Cette obligation a suscité des débats (une révolution à venir, nécessaire pour les uns, inadmissible pour les autres), des demandes de clarification (outils, supports, contenus), d’autant que se profilaient des porteurs et marchands de méthodes clés en main. La seule certitude : l’arrivée de l’évaluation est annonciatrice d’un changement profond…
… et le cadre qui a commencé à se clarifier…

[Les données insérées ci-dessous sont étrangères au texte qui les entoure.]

PR #1763, opened 2024-04-06
Added extra info for Kvaser dongles

FedericoSpada:
Changed Kvaser auto-detection function to return additional info regarding the found dongles, such as Serial Number, Name and Dongle Channel number.
In this way it's possible to discern between different physical dongles connected to the PC and if they are Virtual Channels or not.

### DIFF
--- a/can/interfaces/kvaser/canlib.py
+++ b/can/interfaces/kvaser/canlib.py
@@ -471,7 +471,7 @@ class KvaserBus(BusABC):
         log.info("Found %d available channels", num_channels)
         for idx in range(num_channels):
             channel_info = get_channel_info(idx)
-            channel_info = f"{channel_info["name"]}, S/N {channel_info["serial"]} (#{channel_info["dongle channel"]})"
+            channel_info = f"{channel_info["device_name"]}, S/N {channel_info["serial"]} (#{channel_info["dongle channel"]})"
             log.info("%d: %s", idx, channel_info)
             if idx == channel:
                 self.channel_info = channel_info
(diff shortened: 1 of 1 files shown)


can/interfaces/kvaser/canlib.py
```diff
@@ -788,8 +798,10 @@ def get_channel_info(channel):
         ctypes.sizeof(number),
     )
 
-    name_decoded = name.value.decode("ascii", errors="replace")
-    return f"{name_decoded}, S/N {serial.value} (#{number.value + 1})"
-
+    return {
+        "name": name.value.decode("ascii", errors="replace"),
```
hardbyte, line 802:
```suggestion
        "device_name": name.value.decode("ascii", errors="replace"),
```

hardbyte (approved):
Looks good to me. Thanks for the contribution.

can/interfaces/kvaser/canlib.py
```diff
@@ -471,6 +471,7 @@ def __init__(
         log.info("Found %d available channels", num_channels)
         for idx in range(num_channels):
             channel_info = get_channel_info(idx)
+            channel_info = f"{channel_info["device_name"]}, S/N {channel_info["serial"]} (#{channel_info["dongle channel"]})"
```
zariiii9003, line 474: Double quotes inside of double quotes is a syntax error in older Python versions.

FedericoSpada: Sorry, I just started using Python last year with the latest version and I'm unaware of these retrocompatibility issues. Can I change it using single quotes for the f-string but maitain the dict indexing inside it with double quotes? Thanks in advance

PR #1765, opened 2024-04-16
Raising CanOperationError if the bus is not open on some methods call

pierreluctg:
Raising :exc:`~can.exceptions.CanOperationError` if the bus is not open on some methods call


zariiii9003 (approved):
Looks good. The formatting needs to be fixed though.

pierreluctg:
> Looks good. The formatting needs to be fixed though.

Fixed

PR #1767, opened 2024-04-21
Fixed pcan Unpack error

FedericoSpada:
One of my colleagues encountered a "not enough values to unpack" error while scanning for connected dongles with PCAN drivers installed.
I couldn't replicate the error on my computer after installing the latest PCAN drivers. Still, analysing the instruction that raised that error, it seems that `PCANBasic.GetValue()` returned a wrong Tuple for a specific error condition.
That method must always return a Tuple with 2 elements, otherwise `PcanBus._detect_available_configs()` raises a "not enough values to unpack" error at line 718.

### DIFF
--- a/can/interfaces/pcan/basic.py
+++ b/can/interfaces/pcan/basic.py
@@ -968,6 +968,7 @@ class PCANBasic:
                 res = self.GetValue(Channel, PCAN_ATTACHED_CHANNELS_COUNT)
                 if TPCANStatus(res[0]) != PCAN_ERROR_OK:
                     return (TPCANStatus(res[0]),)
+                    return TPCANStatus(res[0]), ()
                 mybuffer = (TPCANChannelInformation * res[1])()
 
             elif (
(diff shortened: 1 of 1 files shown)


can/interfaces/pcan/basic.py
```diff
@@ -967,7 +967,7 @@ def GetValue(self, Channel, Parameter):
             elif Parameter == PCAN_ATTACHED_CHANNELS:
                 res = self.GetValue(Channel, PCAN_ATTACHED_CHANNELS_COUNT)
                 if TPCANStatus(res[0]) != PCAN_ERROR_OK:
-                    return (TPCANStatus(res[0]),)
+                    return TPCANStatus(res[0]), ()
```
zariiii9003, line 970:
```suggestion
                    return TPCANStatus(res[0]), None
```

FedericoSpada: Since you expect to receive an Iterable, returning an empty tuple is better so you don't have to check if it is "None" before using it in a For loop.

zariiii9003: This is the error case. There is no valid result, so it is not used here:

https://github.com/hardbyte/python-can/blob/7dba4490c6c61385dc8cbe917e85492b4777b8f6/can/interfaces/pcan/pcan.py#L720

PR #1771, opened 2024-04-24
Gracefully handle errors when binding SocketCAN fails

acolomb:
The parent class `BusABC` expects to be shutdown properly, checked via its `self._is_shutdown` flag during object deletion.  But that flag is only set when the base class' `shutdown()` is called, which doesn't happen if instantiation of the concrete class failed in `can.Bus()`.  So there is no way to avoid the warning message "SocketcanBus was not properly shut down" if the constructor raised an exception.

This change addresses that issue for the SocketCAN interface, by catching an OSError exception in `bind_socket()`, logging it, and calling `self.shutdown()` before re-raising the exception.

There might be a better approach which also works for the other backends?  The flag could be initialized to `True` and only reset to `False` when the `BusABC` constructor runs (which happens last in derived classes)?

Thus leaving this as a draft for further discussion.

### DIFF
--- a/can/interfaces/socketcan/socketcan.py
+++ b/can/interfaces/socketcan/socketcan.py
@@ -716,8 +716,6 @@ class SocketcanBus(BusABC):  # pylint: disable=abstract-method
             )
         except OSError as error:
             log.error("Could not access SocketCAN device %s (%s)", channel, error)
-            # Clean up so the parent class doesn't complain about not being shut down properly
-            self.shutdown()
             raise
         super().__init__(
             channel=channel,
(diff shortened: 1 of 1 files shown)


acolomb:
The alternative approach is now proposed in #1774.  This PR could still be useful in addition, to have a proper error log message. If that is desired...

hardbyte (approved):
Happy to merge this too - perhaps remove the comment and the shutdown call

acolomb:
Adjusted as requested. Thanks for your consideration.

acolomb:
Ping @hardbyte, want to merge this?

PR #1774, opened 2024-04-25
Invert default value logic for BusABC._is_shutdown

acolomb:
The destructor of BusABC gives a warning when shutdown() was not previously called on the object after construction.  However, if the construction fails (e.g. when the derived bus class constructor raises an exception), there is no way to call shutdown() on the unfinished object, and it is not necessary either.

Initialize the _is_shutdown flag to False initially and flip it to True only when the parent class constructor runs, which usually happens last in derived classes.  That avoids the shutdown warning for objects that failed to initialize at all.

This is an alternative approach solving the same problem as #1771, but that PR could be merged independently to have an error log message before raising the constructor exception.

### DIFF
--- a/can/bus.py
+++ b/can/bus.py
@@ -65,7 +65,8 @@ class BusABC(metaclass=ABCMeta):
     #: Log level for received messages
     RECV_LOGGING_LEVEL = 9
 
-    _is_shutdown: bool = False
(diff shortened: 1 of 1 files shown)


hardbyte (approved):
Thanks - seems very reasonable.

PR #1776, opened 2024-05-08
fix mac os ip link not support error

Huibean:
```shell
  File "/opt/homebrew/Cellar/python@3.11/3.11.7_1/Frameworks/Python.framework/Versions/3.11/lib/python3.11/subprocess.py", line 571, in run
    raise CalledProcessError(retcode, process.args,
subprocess.CalledProcessError: Command '['ip', '-json', 'link', 'list', 'up']' returned non-zero exit status 255.
win32com.client module required for usb2can
The SYSTEC ucan library has not been initialized.
```
fix ip link command not support raise error in mac os

### DIFF
--- a/can/interfaces/socketcan/utils.py
+++ b/can/interfaces/socketcan/utils.py
@@ -7,6 +7,8 @@ import json
 import logging
 import os
 import struct
+import sys
+import re
 import subprocess
 from typing import List, Optional, cast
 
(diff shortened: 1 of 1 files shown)


zariiii9003:
Too complicated. What you see there is just a log entry.
It would be sufficient to only log this exception on linux: `log.exception("failed to fetch opened can devices from ip link")`

zariiii9003:
Closing in favor of #1800

PR #1789, opened 2024-06-07
Return timestamps relative to epoch in neovi interface

pierreluctg:
Return timestamps relative to epoch in neovi interface.
noeVI HW timestamps are relative to Jan 1, 2007 ("ICS epoch").
Adding logic to return messages with timestamps relative to January 1, 1970 (epoch).

### DIFF
--- a/can/interfaces/ics_neovi/neovi_bus.py
+++ b/can/interfaces/ics_neovi/neovi_bus.py
@@ -12,6 +12,7 @@ import functools
 import logging
 import os
 import tempfile
+import time
 from collections import Counter, defaultdict, deque
 from functools import partial
 from itertools import cycle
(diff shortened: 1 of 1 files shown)


can/interfaces/ics_neovi/neovi_bus.py
```diff
@@ -68,6 +69,9 @@ def __exit__(self, exc_type, exc_val, exc_tb):
 open_lock = FileLock(os.path.join(tempfile.gettempdir(), "neovi.lock"))
 description_id = cycle(range(1, 0x8000))
 
+ICS_EPOCH = time.strptime("1/1/2007", "%m/%d/%Y")
+ICS_EPOCH_DELTA = time.mktime(ICS_EPOCH) - time.mktime(time.gmtime(0))
```
zariiii9003, line 73: `time.mktime(time.gmtime(0))` causes an OverflowError for me.

Maybe it's better to use datetime to calculate the delta:
```python3
ICS_EPOCH_DELTA = (
    datetime.fromisoformat("2007-01-01") - datetime.fromisoformat("1970-01-01")
).total_seconds()
```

Je l’ai souvent relaté ici, cette perspective a commencé à se clarifier :
- Fin 2005-début 2006 : le CNESMS, créé en 2005, a donné des définitions aux termes de « recommandations, références et procédures de bonnes pratiques professionnelles »,
- Septembre 2006 : le CNESMS a arrêté un guide de l’évaluation interne, avec ses incontournables (débat avec participation, conduit comme une démarche projet, autour de 4 thèmes : l’usager, l’environnement, le projet, l’organisation),
- Mai 2007 : l’Agence nationale de l’évaluation sociale et médico-sociale, l’ANESM, créée en mars 2007 en remplacement du CNESMS, a été chargée par décret de l’agrément des organismes chargés de l’évaluation externe. Un cahier des charges indique que cette évaluation sera, non une notation à partir d’indicateurs standards, mais un processus complexe (étude documentaire, questionnaire évaluatif personnalisé, observations, écoute et prise en compte des points de vue, analyse et rédaction d’un rapport).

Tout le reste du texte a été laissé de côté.